Deutschland im Jahr 2013 – nie hatten soviele Menschen in unserem Land einen Zweitjob.
Laut Bundesagentur für Arbeit hat fast jeder zehnte Bürger in Deutschland neben seiner beruflichen Haupttätigkeit einen Minijob als zweiten Job.
Interpretationen dieses Zustandes, die besagen, dass diese Zweitjobber das aus finanzieller Notwendigkeit heraus machen, um ihren Lebensunterhalt bestreiten zu können, kontert eine Sprecherin des Arbeitsministeriums, Frau von der Leyens Haus, mit der Aussage, dass neben finanziellen Engpässen auch die Konsumlust der Menschen mit mehreren Jobs ein Grund sei.
Liebe nicht genannte Sprecherin des Bundesarbeitsministeriums: Sie liegen mit Ihrer Aussage sicher richtig. Es wird bei den ca. 2.660.000 Menschen, die neben ihrer regulären Arbeit zusätzlich einem Minijob nachgehen, einige – vermutlich tausende – Menschen geben, die das tun, um sich etwas leisten zu können, was nicht zu den elementaren Grundbedürfnissen zählt.
Die allermeisten Menschen, die über ihren Hauptberuf hinaus arbeiten gehen, tuen das jedoch, weil sie mit dem ersten Einkommen nicht hinkommen.
Die Mutter, die abends noch zwei Stunden ‚woanders‘ arbeiten geht, damit ihre Familie die Miete bezahlen kann, der Vater, der am Wochenende in der Tanke kassiert, damit die Kinder ordentlich gekleidet in die Schule gehen können und ohne fremde Hilfe am Klassenausflug teil nehmen können. Die Witwe, die ihre Wohnung auch im Winter warm haben möchte und dafür zwei Mal die Woche putzen geht. Der Student, der neben seinem Studium Hunde gegen Bezahlung ausführt, weil sein Bafög nicht für Miete, Essen und Lehrmittel reicht. …
Konsum-Lust.

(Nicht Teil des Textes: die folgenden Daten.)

PR #715, opened 2023-01-12
fix(wasm): automatically refresh wallet nonce

cnlangzi:
### Changes
-

### Fixes
- fixed wallet nonce issue. and added automatically refresh wallet nonce in background worker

Wenn ich darüber nachdenke, was Geldverdienen neben dem Hauptjob ist, fallen mir nicht als erstes die Leute aus dem Bericht der Arbeitsagentur ein.

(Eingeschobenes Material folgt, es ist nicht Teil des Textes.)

PR #725, opened 2023-01-17
feat(wasm): exposed cancelAllocation and updateAllocation in wasm

cnlangzi:
### Changes
- exposed `getAllocation`, `reloadAllocation`, `cancelAllocation` and `updateAllocation` in wasm

### Fixes
-

### Tests

- blobber:
- 0chain:
- system_test:
- zboxcli:
- zwalletcli:
- Other: ...

### DIFF
--- a/wasmsdk/blobber.go
+++ b/wasmsdk/blobber.go
@@ -23,7 +23,7 @@ import (
 )
 
 func listObjects(allocationId string, remotePath string) (*sdk.ListResult, error) {
-	alloc, err := getAllocation(allocationId)
+	alloc, err := getAllocation(allocationId, false)
 	if err != nil {
 		return nil, err
 	}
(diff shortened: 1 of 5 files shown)


wasmsdk/blobber.go
```diff
@@ -32,16 +32,16 @@ func listObjects(allocationId string, remotePath string) (*sdk.ListResult, error
 
 }
 
-func createDir(allocationID, remotePath string) error {
-	if len(allocationID) == 0 {
-		return RequiredArg("allocationID")
+func createDir(allocationId, remotePath string) error {
```
peterlimg: We should use `ID` instead of `Id`, so let's use `allocationID`. See https://github.com/golang/go/wiki/CodeReviewComments#initialisms for why we do it.

wasmsdk/cache.go
```diff
@@ -18,16 +19,23 @@ var (
 	cachedAllocations, _ = lru.New[string, *cachedAllocation](100)
 )
 
-func getAllocation(allocationID string) (*sdk.Allocation, error) {
-	it, ok := cachedAllocations.Get(allocationID)
+func getAllocation(allocationId string, refresh bool) (*sdk.Allocation, error) {
```
peterlimg: The refresh may confuse users and may difficult to choose whether they should do refresh or not, or in most of the case, they would simply chose to refresh. So why not remove the param and just do the refresh logic.

peterlimg (changes requested):

wasmsdk/blobber.go
cnlangzi: fixed

wasmsdk/cache.go
cnlangzi: removed `refresh`, and added `reloadAllocation`

peterlimg (approved):
lgtm

PR #746, opened 2023-02-02
fix(zcncore): fixed split keys feature on mobile

cnlangzi:
### Changes
-

### Fixes
- fixed public key issue when wallet key is split.

### Tests

- 0chain: https://github.com/0chain/0chain/pull/2074


zcncore/transactionauth_base.go
```diff
@@ -32,7 +32,7 @@ func newTransactionWithAuth(cb TransactionCallback, txnFee uint64, nonce int64)
 }
 
 func (ta *TransactionWithAuth) getAuthorize() (*transaction.Transaction, error) {
-	ta.t.txn.PublicKey = _config.wallet.Keys[0].PublicKey
+	ta.t.txn.PublicKey = _config.wallet.ClientKey
```
peterlimg, line 35: The `sign()` method below will use `_config.wallet.Key[0].PrivateKey` to sign the transaction, so if it is possible that the `ClientKey` is not the `Keys[0].PublicKey`, then we will use the wrong key to sign the transaction. My question is: is it possible the `_config.wallet.Keys` be in different order that the first key is not the `ClientKey`? If it's always the `ClientKey`, then we actually don't need this changes, otherwise, we'd better make sure the order is guaranteed.

peterlimg (changes requested):

zcncore/transactionauth_base.go
cnlangzi: @peterlimg `_config.wallet.ClientKey` is primary public key.  `_config.wallet.Keys[0].PublicKey` is the public key of `bolt`. otherSign is sign by `_config.wallet.Keys[1].PrivateKey` on `zAuth` desktop.  And the txn should combine 1st sign and 2nd sign. on blockchain it should be verified by primary public key. but `txn.PublicKey` is set with bolt's one. that is why `splitkeys` doesn't work anymore.
BTW: this `transactionauth` is used on `splitkeys` feature only.  so generic transaction will not be affected.

cnlangzi: it always throws `invalid signature` error. because bolt's public key always be sent to blockchain as primary key on old code. that is why we need verify it on blockchain in https://github.com/0chain/0chain/pull/2074

peterlimg: What's the relationship between the primary public key and the bolt's public. All keys in the wallet should be derived from the same seed. Otherwise we need to separate the keys.

cnlangzi: @peterlimg check detail from https://github.com/0chain/gosdk/blob/7140de11080e5b2e45fd6545a0fb662b77fd713f/core/zcncrypto/bls0chain_herumi_test.go#L114

cnlangzi: Keys are spilt from primary private key

cnlangzi: Please also check `SplitKeys` and `SetupAuth` methods for more context

peterlimg: Oh no, who gave the instructions about the implementation of the `SplitKeys`? The `SplitKey` is not deterministic, which means given the same primary key, running it multiple times would give random keys. This will make the wallet unable to recovery from seed, and users can lost their tokens if they think they can recover all keys from seed.

cnlangzi: on bolt, it will ask to recover primary key from could or mnemonics first, and get  new SplitKeys for 2FA. `Recover SplitKeys` seems not be required there. @guruhubb please confirm it.thanks.

peterlimg (approved):
LGTM

service-0chain:
| config  | value |
| tests skipped  | TRUE  |
| system-tests  | master  |
| gosdk  | fix/split_keys_on_mobile  |
| zboxcli  | staging  |
| zwalletcli  | staging  |
| 0chain  | staging  |
| blobber  | staging  |
| authorizer  | staging  |
| 0box  | staging  |
| 0block  | staging  |
| 0dns  | staging  |
| explorer  | staging  |
| 0proxy  | staging  |
| 0search  | staging  |

service-0chain:
| config  | value |
| tests skipped  | FALSE  |
| system-tests  | master  |
| gosdk  | fix/split_keys_on_mobile  |
| zboxcli  | staging  |
| zwalletcli  | staging  |
| 0chain  | staging  |
| blobber  | staging  |
| authorizer  | staging  |
| 0box  | staging  |
| 0block  | staging  |
| 0dns  | staging  |
| explorer  | staging  |
| 0proxy  | staging  |
| 0search  | staging  |

service-0chain:
| config  | value |
| tests skipped  | FALSE  |
| system-tests  | master  |
| gosdk  | fix/split_keys_on_mobile  |
| zboxcli  | staging  |
| zwalletcli  | staging  |
| 0chain  | staging  |
| blobber  | staging  |
| authorizer  | staging  |
| 0box  | staging  |
| 0block  | staging  |
| 0dns  | staging  |
| explorer  | staging  |
| 0proxy  | staging  |
| 0search  | staging  |

PR #753, opened 2023-02-06
Enhancement/lp refactor download

### LINKED ISSUE #314: refactor download file
- download fragments by chunks in parallel requests (not `Chunk` on [Protocols](https://github.com/0chain/blobber/wiki/Protocols#what-is-fixedmerkletree)). It is https://developer.mozilla.org/en-US/docs/Web/HTTP/Range_requests
- download fragments in parallel requests from blobbers 
- resume a download of a file that has been partially transferred.
- still need to support [video-streaming](https://docs.0chain.net/0chain/zbox-cli#video-streaming) . please check more detail with @moldis if there is any question. it is used on local or web video player
- pipe stream support (output bytes to io.Writer instead of file directly)
- support to reconstruct data on local with minimal fragments instead of download all fragments if it is possible . check [here](https://github.com/klauspost/reedsolomon/blob/5593e2b2ddcaeea40d28d7007369105a3bff7e66/reedsolomon.go#L761) for detail

lpoli:
### Changes
Following changes are added:
1. Add reader that complies with io.ReadSeekCloser interface
2. Provide download function for zboxcli to read file into some file; it also serves as an example to how to use reader
 

### Fixes
-

### Tests

- blobber:
- 0chain:
- system_test:
- zboxcli: https://github.com/0chain/zboxcli/pull/405
- zwalletcli:
- Other: ...


zboxcore/sdk/reader.go
```diff
@@ -0,0 +1,232 @@
...
+			// otherwise `no shard data` error will occur in erasure reconstruction.
+			numBlocks = endInd - startInd
+		}
+
+		data, err := sd.getBlocksData(startInd, numBlocks)
+		if err != nil {
+			return 0, err
+		}
+
+		offset := sd.offset % int64(effectiveChunkSize)
```
peterlimg, line 151: Not sure what does the mod do here. And seems it could cause data lose. Imagine we request block_1, the offset is 109, and effectiveChunkSize is 100, then we will copy the `data[9:]` in block_1 to `b`. So where's the `data[:9]` going.

peterlimg (changes requested):

zboxcore/sdk/reader.go
lpoli: @peterlimg If client requests with offset 109, then it means client does not want or care about `data[:9]`. So for example, if client already had stored 109 bytes of data then for requesting other data offset would be set to 109. Since data is requested in block level(100 bytes in above example), 109 bytes means client has stored 100 bytes from block_0 and 9 bytes from block_1, so now after getting block_1, it should skip `data[:9]` otherwise data will be corrupted.

peterlimg (approved):
LGTM

PR #755, opened 2023-02-07
Remove sending custom timeout as an option to resty object

### LINKED ISSUE #737: improve `resty` package
as per @peterlimg mentioned on https://github.com/0chain/gosdk/pull/718#discussion_r1089708101

> We'd better use the ctx instead of coming up with a new timeout, the API caller should be able to control the timeout with the ctx param. Anyway, that will require the refactoring of the. resty package to drop the timeout param or make it optional, which could be done in another thread.

aniketsingh03:
### Changes
- This PR removes the custom timeout param that was being sent while creating resty object. The timeout will now be controlled by the API caller/client through the request context. However, a default timeout of 10s (`DefaultRequestTimeout`) is still there for requests which do not have any timeout set.

### Fixes
- Fixes #737 

### Tests

- blobber:
- 0chain:
- system_test:
- zboxcli:
- zwalletcli:
- Other: ...

### DIFF
--- a/core/resty/option.go
+++ b/core/resty/option.go
@@ -2,7 +2,6 @@ package resty
 
 import (
 	"net/http"
-	"time"
 )
 
 // WithRetry set retry times if request is failure with 5xx status code. retry is ingore if it is less than 1.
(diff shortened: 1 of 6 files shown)


aniketsingh03:
Opened a new PR for this with upstream's branch as compare - #758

Mir fallen zuerst Abgeordnete ein, die neben ihren Diäten und Zulagen Einnahmen für Nebentätigkeiten generieren, die vermutlich jenseits der Vorstellungen der Minijobber sind.
Machen diese Abgeordneten das aus Konsum-Lust? (bei den vielfach genannten Zahlen zu Abgeordneten-Nebeneinkünften wären – im Sinne der Aussage der Sprecherin des Ministeriums – wohl die Begriffe Konsum-Wut oder Gier passender.)

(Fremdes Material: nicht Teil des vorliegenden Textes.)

PR #759, opened 2023-02-08
Error in Put transaction in chaos environment

Kishan-Dhakan:
### Changes
- does not fail send txn immediately with a non success status code

### Fixes
-

### Tests

- blobber:
- 0chain:
- system_test:
- zboxcli:
- zwalletcli:
- Other: ...


peterlimg (approved):
lgtm

zcncore/transaction_base.go
```diff
@@ -361,6 +359,14 @@ func (t *Transaction) submitTxn() {
 				return
 			}
 
+			if res.StatusCode != http.StatusOK {
```
peterlimg, line 364: ah, giving none `StatusOK` means the txn execution failed due to some reason("invalid txn nonce" for example), the txn is actually reached to the miners, and we should return the error to the caller through the `resultC` channel. 

Shouldn't the error returned by`res, err := req.Post()` give the clue about the chaos caused node unreachable info? and I think it should have been handled above.

peterlimg (changes requested):
lgtm

peterlimg:
I'll close this PR as it will hide the true txn failure errors, the chaos caused txn submit failure case should have been handled, but it may slow as we will wait for timeout if all miners were offline. Feel free to re-open if needed.

zcncore/transaction_base.go
Kishan-Dhakan: No, on unreachable nodes status is 400 and req.Post() doesn't return any error.

PR #760, opened 2023-02-09
Enhance the performance of getting a random healthy sharder for transaction API calls

### LINKED ISSUE #756: Improve the performance of getting a random healthy sharder for running transaction queries
The current implementation of getting a random sharder to run transaction queries looks something like this (from `transaction_query_base.go`):
```go
// randOne random one health sharder
func (tq *TransactionQuery) randOne(ctx context.Context) (string, error) {

	randGen := rand.New(rand.NewSource(time.Now().UnixNano()))
	for {

		// reset selected if all sharders were selected
		if len(tq.selected) >= tq.max {
			tq.selected = make(map[string]bool)
		}

		i := randGen.Intn(len(tq.sharders))
		host := tq.sharders[i]

		_, ok := tq.selected[host]

		// it was selected, try next
		if ok {
			continue
		}

		tq.selected[host] = true

		err := tq.checkHealth(ctx, host)

		if err != nil {
			if errors.Is(err, ErrNoOnlineSharders) {
				return "", err
			}

			// it is offline, try next one
			continue
		}

		return host, nil
	}
}
```

This is sequential and will hamper the performance when we go on main net, where there can be lots of sharders. This can be optimized to run in parallel and returning as soon as we receive a response from a healthy sharder.

Let me know if this is something we should focus on and I can write a quick fix for this @dabasov @peterlimg @guruhubb

aniketsingh03:
### Changes
This PR adds concurrency to the part of fetching a random healthy sharder for transaction APIs. Earlier, it was happening on a sequential manner, which would have increased the time to fetch a healthy sharder in proportion to the number of sharders. The concurrent approach will be much faster as the sharders scale.
I have also added some important unit and benchmark tests for the changes made.

### Fixes
Fixes #756 

### Tests

- blobber:
- 0chain:
- system_test:
- zboxcli:
- zwalletcli:
- Other: ...


zcncore/transaction_query_base.go
```diff
@@ -143,52 +144,54 @@ func (tq *TransactionQuery) checkHealth(ctx context.Context, host string) error
...
+			select {
+			case <-ctx.Done():
+				finalErrCh <- ctx.Err()
+				return
+			case e := <-errCh:
+				if errors.Is(e, ErrSharderOffline) {
+					tq.RLock()
+					defer tq.RUnlock()
+					if len(tq.offline) >= tq.max {
+						finalErrCh <- ErrNoOnlineSharders
```
dabasov: finalErrCh should be buffered to read all the errors, to unlock the goroutines, or you should force wait for all to finish with wg

dabasov (changes requested):

zcncore/transaction_query_base.go
aniketsingh03: Made some changes here too, removed the extra goroutine and waiting on ctx.Done, cuz it was unnecessary. Pls have a look now.

zcncore/transaction_query_base.go
```diff
@@ -148,49 +148,55 @@ func (tq *TransactionQuery) checkHealth(ctx context.Context, host string) error
...
+func (tq *TransactionQuery) getRandomSharder(ctx context.Context) (string, error) {
+	ctx, cancel := context.WithCancel(ctx)
+	defer cancel()
+	var mu sync.Mutex
+	done := false
+	errCh := make(chan error, len(tq.sharders))
+	successCh := make(chan string)
+
+	for _, sharder := range tq.sharders {
+		go func(sharder string) {
```
peterlimg: This would send requests to all sharders to get one healthy sharder. We should minimize the requests number when possible, so please limit the requests. We can send to 3 sharders concurrently at most, and if all failed, then try next 3 sharders.

peterlimg (changes requested):

zcncore/transaction_query_base.go
aniketsingh03: Okay, but I am wondering if just sending requests to 3 sharders concurrently would be any better than doing it sequentially?

peterlimg: Imagine if the selected 3 sharders were offline, but all other sharders are available. Anyway, what I suggested is to send requests to 3 sharders concurrently, if any one  success, then we return. If all requests failed, then we try next 3 sharders and repeat until find one healthy sharder or return error if no sharders alive.

zcncore/transaction_query_base.go
```diff
@@ -148,49 +148,55 @@ func (tq *TransactionQuery) checkHealth(ctx context.Context, host string) error
...
+				}
+				tq.RUnlock()
+			} else if errors.Is(e, context.DeadlineExceeded) {
+				return "", e
 			}
-
-			// it is offline, try next one
-			continue
+		case s := <-successCh:
+			log.Printf("Found a healthy sharder: %v", s)
```
peterlimg: We'd better avoid logging in sdk when possible.

peterlimg (changes requested):

zcncore/transaction_query_base.go
aniketsingh03: Got it, let me make those changes

aniketsingh03: Done

aniketsingh03:
Please have a look and review again if needed @peterlimg.

zcncore/transaction_query_base.go
```diff
@@ -140,57 +140,81 @@ func (tq *TransactionQuery) checkHealth(ctx context.Context, host string) error
...
-	for {
-
-		// reset selected if all sharders were selected
-		if len(tq.selected) >= tq.max {
-			tq.selected = make(map[string]bool)
+// getRandomSharder returns a random healthy sharder
+func (tq *TransactionQuery) getRandomSharder(ctx context.Context) (string, error) {
+	ctx, cancel := context.WithCancel(ctx)
+	defer cancel()
+	for i := 0; i < len(tq.sharders); i += tq.numShardersToBatch {
```
peterlimg: We will lost the randomness as we always start from the same 3 sharders. We can copy the sharders, shuffle them, and keep all the rest the same but use the shuffled sharders.

peterlimg (changes requested):

zcncore/transaction_query_base.go
aniketsingh03: Thanks for pointing this out. Fixed this in next commit.

peterlimg (changes requested):
@aniketsingh03 we only need to shuffle once at the beginning before the loop start, then all the process logic could be the same as before. Otherwise, if we shuffle it on each batch, we could check the same sharder multiple times and the worst case is we don't see any valid sharder even we have. 
For example, suppose we have sharders [s1, s2, s3, s4, s5, s6], batch size as 3, and only s6 is alive. Basically we will have 2 rounds of batch requests, suppose the first round with shuffled sharders `[s2, s1, s4, s5, s6, s3]`, as the first 3 are all offline, we will go to next round, and if we shuffle it with sharders `[s3, s5, s1, s4, s2, 6]`, then we will return with error that all sharders are not health, which is actually not correct. 

So please just shuffle once at the beginning so that we can iterate all of them to see whether we have health sharders.

aniketsingh03:
The shuffling happens only on the unprocessed sharders, so for the example you mentioned, in the first round, it will shuffle as `[s2, s1, s4, s5, s6, s3]`, run this round on `[s2, s1, s4]` and for the 2nd round it will shuffle the remaining ones and produce `[s3, s5, s6]` and so on so forth until all the sharders have been processed.
But I think this might be an overkill, randomness over randomness doesn't make sense. Let me revert this

peterlimg:
@aniketsingh03 oh, didn't see that it would only shuffle the remaining ones. But let's keep it simple and just shuffle once.

peterlimg (approved):
LGTM

dabasov (approved):
lgtm

PR #787, opened 2023-02-20
Fix: reconciliation problem

YarikRevich:
## Changes
- Adds methods, which are used to retreive from sharders the last processed mint nonce and a list of not processed burn tickets for a certain ethereum address
- Adds WASM methods, which are used to get a list of not processed burn ZCN transaction hashes and not processed burn WZCN transaction hashes
- Adds zcnbridge method, which is used to get a list of not processed burn ZCN transaction hashes
- Adds support of "SubgraphURLAPI" param in bridge.yaml, which is used to establish a connection with "The Graph" GraphQL server


zcncore/http_consensus_objects.go
```diff
@@ -0,0 +1,91 @@
...
+	if c.WinMapConsensus[hash] > c.MaxConsensus {
+		c.MaxConsensus = c.WinMapConsensus[hash]
+		c.WinMap = m
+		c.WinInfo = respBody
+	}
+
+	return nil
+}
+
+func (c *HttpConsensusObjects) buildObject(respBody string) (json.RawMessage, string, error) {
```
dabasov: why can't we resty and already implemented functions for it?

dabasov (changes requested):

zcncore/http_consensus_objects.go
YarikRevich: We cannot use already existing concensus structure, 'cause it was made for the map-like data. I didn't copy the main logic. Unmarshaling process is completely different

YarikRevich: https://github.com/0chain/gosdk/blob/e769e25b952657c78986b07943ab9660213b3f8e/zcncore/transaction_query.go#L316 is not capable to be built for mobile devices

service-0chain:
| config  | value |
| tests skipped  | TRUE  |
| system-tests  | master  |
| gosdk  | feature/reconciliation_problem  |
| zboxcli  | staging  |
| zwalletcli  | staging  |
| 0chain  | staging  |
| blobber  | staging  |
| authorizer  | staging  |
| 0box  | staging  |
| 0block  | staging  |
| 0dns  | staging  |
| explorer  | staging  |
| 0proxy  | staging  |
| 0search  | staging  |

dabasov (approved):
lgtm

PR #17, opened 2015-12-13
Use `ulong` instead of `long` to store message id

jhgg:
Or you'll get an overflow error!


jhgg:
note: probably have to replace long w/ ulong everwhere else you're using it to track an ID too.

PR #26, opened 2016-01-25
Change built in help & Custom command activation

Googie2149:
Finally removed the placeholders...


RogueException:
Thanks for the PR~

We still need some sort of distinction between the different types though. Something like [{arg.Name}..] is probably good for multiple, but I have no idea how to show unparsed.

Also you only removed one square bracket for unparsed :P

PR #29, opened 2016-02-10
Fix Server GetIconUrl string

jarveson:
Small fix to return the correct server icon url


RogueException:
Whoops... nice catch - thanks for the PR :D

PR #33, opened 2016-02-13
Added User.HasRole(ulong roleId)

SSStormy:
Allows O(1) lookup for user roles without having a reference to a Role class.


SSStormy:
Hopefully the other accidental commits that I made don't interfere. I really should not be allowed to use git.

RogueException:
We'll discuss this more sometime in my Discord channel

PR #34, opened 2016-02-14
fix for MessageQueue error logging, per request of @bloodskilled

420foxbot:


RogueException:
I'll do a more complete solution, but thanks for the suggestion :D

PR #49, opened 2016-04-12
Removed hack

khionu:
Code now assumes client is logged in as Bot Account, without 1 voice channel limit


RogueException:
Thanks for the PR Khio~

khionu:
x33 Happy to help

PR #52, opened 2016-04-24
Add `User.IsBot` field, bump version number to 0.9.1

420foxbot:
A few users requested an IsBot field for marking Bot Accounts;

Bumping Version number because it has been 0.9-rc3 forever and that's caused a bit of confusion in the channel with what version users are on.


RogueException:
Looks good to me

PR #54, opened 2016-04-30
Add Nicknames to User Model; Bump README to 0.9.1

420foxbot:


src/Discord.Net/API/Client/Common/Member.cs
```diff
@@ -10,5 +10,7 @@ public class Member : MemberReference
         public DateTime? JoinedAt { get; set; }
         [JsonProperty("roles"), JsonConverter(typeof(LongStringArrayConverter))]
         public ulong[] Roles { get; set; }
+        [JsonProperty("nick")]
+        public string Nick { get; set; } = "";
```
420foxbot: Fix because Discord is a dolt about sending payloads; `""` will never be a valid payload for nicknames.

If key is present in JSON:
    - if value is not null: the user's nick was changed
    - if value is null: the user's nick was reset
If key is not present in JSON:
    - the user's nick was unchanged

src/Discord.Net/Models/User.cs
```diff
@@ -175,6 +177,8 @@ internal void Update(APIMember model)
 				JoinedAt = model.JoinedAt.Value;
 			if (model.Roles != null)
 				UpdateRoles(model.Roles.Select(x => Server.GetRole(x)));
+            if (model.Nick != "")
```
420foxbot: See above note.

RogueException:
LGTM, thanks fox.

PR #55, opened 2016-04-30
Added SelfBot Functionality by Config

khionu:
Adds `CommandConfigBuilder.IsSelfBot`, default as false
When true, the bot ignores everyone but itself, as far as commands. This is the behavior expected of SelfBots, as inferred from the Discord stance.


RogueException:
I'll add this for now, but 1.0 will likely have a different approach.

khionu:
<3 Understood. As long as the issue is addressed, I'm happy

PR #56, opened 2016-04-30
Support Role Mentions

Lirusaito:
`Message.MentionedRoles` is now populated properly with roles.
`Role.IsMentionable` has been added to determine whether
`Role.Mention` now mentions roles that are `IsMentionable` as expected (otherwise returns empty string)
`Role.Edit` now takes parameter `bool? isMentionable`
`Server.CreateRole` now takes parameter `bool isMentionable`
`IsMentionable` added to `UpdateRoleRequest`


RogueException:
Looks good, thanks Liru.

Die Binnennachfrage ist zuletzt in unserem Land gerade im selben Maß gestiegen wie die Inflationsrate.
Eine gewachsene ‚Konsum-Lust‘ lässt sich daran nicht ablesen.
Der Absatz von Neuwagen ist in unserem Land – und nicht nur hier – dramatisch eingebrochen.
Eine gewachsene ‚Konsum-Lust‘ lässt sich daran nicht ablesen.
UN-Experten fordern Deutschland in Ihrem Bericht auf, mehr für die Binnennachfrage zu tun.
Eine gewachsene ‚Konsum-Lust‘ konstatiert diese UN-Forderung nicht.
Liebe Sprecherin des Bundesarbeitsministeriums, es mag sein, dass Sie ihre persönlichen Erfahrungen und das Verhalten Ihres Umfelds überbewertet haben und deshalb zu Ihrer Aussage gekommen sind.
Seien Sie so nett, und nehmen Sie Ihre Aussage, die vielen Menschen nicht gerecht wird, in der pauschalen Form zurück und erkennen die Nöte vieler arbeitender Menschen in unserem Land an.
Meine Achtung bekämen Sie so zurück.